**About this exercise**:
Transcribe the data that follows. Match it character for character.

Collected data
PR #64, opened 2023-10-31
[FLINK-33401][connectors/kafka] Fix the wrong download link and version in the connector doc

TanYuxin-tyx:
Currently, Kafka Connector official documentation has a bug in the download link and the version number.
This is the fix for https://issues.apache.org/jira/browse/FLINK-33401. 

The doc link with the bug is 
https://nightlies.apache.org/flink/flink-docs-release-1.18/docs/connectors/datastream/kafka/

### DIFF
--- a/docs/content.zh/docs/connectors/datastream/kafka.md
+++ b/docs/content.zh/docs/connectors/datastream/kafka.md
@@ -36,16 +36,12 @@ Apache Flink 集成了通用的 Kafka 连接器，它会尽力与 Kafka client �
 当前 Kafka client 向后兼容 0.10.0 或更高版本的 Kafka broker。
 有关 Kafka 兼容性的更多细节，请参考 [Kafka 官方文档](https://kafka.apache.org/protocol.html#protocol_compatibility)。
 
-{{< connector_artifact flink-connector-kafka 3.0.0 >}}
-
-如果使用 Kafka source，```flink-connector-base``` 也需要包含在依赖中：
-
-{{< artifact flink-connector-base >}}
+{{< connector_artifact flink-connector-kafka kafka >}}
 
 Flink 目前的流连接器还不是二进制发行版的一部分。
 [在此处]({{< ref "docs/dev/configuration/overview" >}})可以了解到如何链接它们，从而在集群中运行。
 
-{{< py_download_link "kafka" >}}
+{{< py_connector_download_link "kafka" >}}
 
 ## Kafka Source
 {{< hint info >}}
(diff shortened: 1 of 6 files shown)


TanYuxin-tyx:
@MartijnVisser Hi, Martijn, could you please help review this?

TanYuxin-tyx:
@MartijnVisser, Thanks for helping review.

This fix aims to resolve the issue of displaying the incorrect version number (-1.18) for the Kafka connector.

Currently, the download link and version are not accessible until the new connector is released. This is expected, as it is similar to other connectors such as the Pulsar connector (https://nightlies.apache.org/flink/flink-docs-release-1.18/docs/connectors/datastream/pulsar/), Kinesis connector (https://nightlies.apache.org/flink/flink-docs-release-1.18/docs/connectors/datastream/kinesis/), Elasticsearch connector (https://nightlies.apache.org/flink/flink-docs-release-1.18/docs/connectors/datastream/elasticsearch/), and Google PubSub dependency (https://nightlies.apache.org/flink/flink-docs-release-1.18/docs/connectors/datastream/pubsub/), and so on.

Upon visiting these links, you will notice that the download links and dependencies are not available, resulting in a 404 error or the inability to find the dependency. However, their displayed versions are accurate. 

Therefore, this fix aims to ensure that the Kafka connector also displays the correct version and link. Once the new connector is released, these links will naturally become accessible.

MartijnVisser:
> This fix aims to resolve the issue of displaying the incorrect version number (-1.18) for the Kafka connector.

How it should work, is that in the right branch for the Flink docs (see https://github.com/apache/flink/blob/master/docs/setup_docs.sh#L46-L56 for the setup in Flink's `master` branch) the correct branch/tag from the externalized connector should be included. If there's no connector available for that version (which is the case for everything that's displayed on `master`), we should not display a download link at all.

When a connector version becomes available, the release branch for Flink should be updated to point to the correct branch/tag from the externalized connector

TanYuxin-tyx:
@MartijnVisser Thanks. It's my fault to use the wrong target branch. I have updated the target branch to v3.0. 

The reason why it can fix the incorrect -1.18 display is that the version number is derived from the following URL: https://github.com/apache/flink/blob/dc86179e4626ff9efacc637b85a487dd16869e05/docs/layouts/shortcodes/connector_artifact.html#L26.

The original code is `connector_artifact flink-connector-kafka 3.0.0`. However, this code fails to assist Flink shortcode (flink/docs/layouts/shortcodes/connector_artifact.html) in constructing the correct version number due to the following two lines:
```
{{ $connector := index .Site.Data $name }}
{{ $version := $connector.version  }}
```
(Here $name is from the second field of the args, so it is 3.0.0, and .Site.Data cannot be found.)

By modifying it to `connector_artifact flink-connector-kafka kafka`, it becomes capable of generating the correct version based on `$connector.version` from the .Site.Data of `themes/connectors/data/kafka.yml`.

MartijnVisser (approved):
LGTM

**Response to this exercise**:
PR #64, opened 2023-10-31
[FLINK-33401][connectors/kafka] Fix the wrong download link and version in the connector doc

TanYuxin-tyx:
Currently, Kafka Connector official documentation has a bug in the download link and the version number.
This is the fix for https://issues.apache.org/jira/browse/FLINK-33401. 

The doc link with the bug is 
https://nightlies.apache.org/flink/flink-docs-release-1.18/docs/connectors/datastream/kafka/

### DIFF
--- a/docs/content.zh/docs/connectors/datastream/kafka.md
+++ b/docs/content.zh/docs/connectors/datastream/kafka.md
@@ -36,16 +36,12 @@ Apache Flink 集成了通用的 Kafka 连接器，它会尽力与 Kafka client �
 当前 Kafka client 向后兼容 0.10.0 或更高版本的 Kafka broker。
 有关 Kafka 兼容性的更多细节，请参考 [Kafka 官方文档](https://kafka.apache.org/protocol.html#protocol_compatibility)。
 
-{{< connector_artifact flink-connector-kafka 3.0.0 >}}
-
-如果使用 Kafka source，```flink-connector-base``` 也需要包含在依赖中：
-
-{{< artifact flink-connector-base >}}
+{{< connector_artifact flink-connector-kafka kafka >}}
 
 Flink 目前的流连接器还不是二进制发行版的一部分。
 [在此处]({{< ref "docs/dev/configuration/overview" >}})可以了解到如何链接它们，从而在集群中运行。
 
-{{< py_download_link "kafka" >}}
+{{< py_connector_download_link "kafka" >}}
 
 ## Kafka Source
 {{< hint info >}}
(diff shortened: 1 of 6 files shown)


TanYuxin-tyx:
@MartijnVisser Hi, Martijn, could you please help review this?

TanYuxin-tyx:
@MartijnVisser, Thanks for helping review.

This fix aims to resolve the issue of displaying the incorrect version number (-1.18) for the Kafka connector.

Currently, the download link and version are not accessible until the new connector is released. This is expected, as it is similar to other connectors such as the Pulsar connector (https://nightlies.apache.org/flink/flink-docs-release-1.18/docs/connectors/datastream/pulsar/), Kinesis connector (https://nightlies.apache.org/flink/flink-docs-release-1.18/docs/connectors/datastream/kinesis/), Elasticsearch connector (https://nightlies.apache.org/flink/flink-docs-release-1.18/docs/connectors/datastream/elasticsearch/), and Google PubSub dependency (https://nightlies.apache.org/flink/flink-docs-release-1.18/docs/connectors/datastream/pubsub/), and so on.

Upon visiting these links, you will notice that the download links and dependencies are not available, resulting in a 404 error or the inability to find the dependency. However, their displayed versions are accurate. 

Therefore, this fix aims to ensure that the Kafka connector also displays the correct version and link. Once the new connector is released, these links will naturally become accessible.

MartijnVisser:
> This fix aims to resolve the issue of displaying the incorrect version number (-1.18) for the Kafka connector.

How it should work, is that in the right branch for the Flink docs (see https://github.com/apache/flink/blob/master/docs/setup_docs.sh#L46-L56 for the setup in Flink's `master` branch) the correct branch/tag from the externalized connector should be included. If there's no connector available for that version (which is the case for everything that's displayed on `master`), we should not display a download link at all.

When a connector version becomes available, the release branch for Flink should be updated to point to the correct branch/tag from the externalized connector

TanYuxin-tyx:
@MartijnVisser Thanks. It's my fault to use the wrong target branch. I have updated the target branch to v3.0. 

The reason why it can fix the incorrect -1.18 display is that the version number is derived from the following URL: https://github.com/apache/flink/blob/dc86179e4626ff9efacc637b85a487dd16869e05/docs/layouts/shortcodes/connector_artifact.html#L26.

The original code is `connector_artifact flink-connector-kafka 3.0.0`. However, this code fails to assist Flink shortcode (flink/docs/layouts/shortcodes/connector_artifact.html) in constructing the correct version number due to the following two lines:
```
{{ $connector := index .Site.Data $name }}
{{ $version := $connector.version  }}
```
(Here $name is from the second field of the args, so it is 3.0.0, and .Site.Data cannot be found.)

By modifying it to `connector_artifact flink-connector-kafka kafka`, it becomes capable of generating the correct version based on `$connector.version` from the .Site.Data of `themes/connectors/data/kafka.yml`.

MartijnVisser (approved):
LGTM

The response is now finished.